Billy Thomas Strayhorn was a black gay composer and arranger who influenced the American jazz movement with his pioneering efforts. While largely unknown in his lifetime, his complex arrangements and classical components continue to inspire generations of jazz musicians. His work has been translated into French and Swedish.
Born on November 29, 1915, in Dayton, Ohio, Strayhorn joined his four older living siblings (four others died). His parents were Lillian Young Strayhorn and James Nathaniel Strayhorn. The family struggled financially. After living in several cities in Strayhorn’s early life, they settled in Pittsburgh, Pennsylvania in 1924. Strayhorn attended Westinghouse High School there as well as the Pittsburgh Musical Institute for piano lessons and classical music study. To help him escape his abusive father and to nurture Strayhorn’s budding musical talent, his mother sent him on extended visits to his grandparents’ home in Hillsborough, North Carolina.
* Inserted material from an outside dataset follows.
PR #4055, opened 2017-01-17
Try to reproduce nh crash

beeender:


nhachicha:
should be fixed in https://github.com/realm/realm-object-store/pull/343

When introduced to jazz, Strayhorn’s musical emphasis changed. In 1937, he started to compose in this genre and founded his first jazz group. One year later, he became a protégé of Duke Ellington after meeting the renowned musician and composer in Pittsburgh. He remained with Ellington for the next 25 years in the roles of composer, arranger, and pianist. Between 1939 and 1967, Strayhorn created up to forty percent of the Ellington Orchestra’s material including the band’s most well-known song, “Take the A Train.” Strayhorn toured internationally with the Ellington Band and lived for a brief time in Paris. He made his permanent home in Manhattan in New York City. Throughout his adulthood, he lived as an openly gay man.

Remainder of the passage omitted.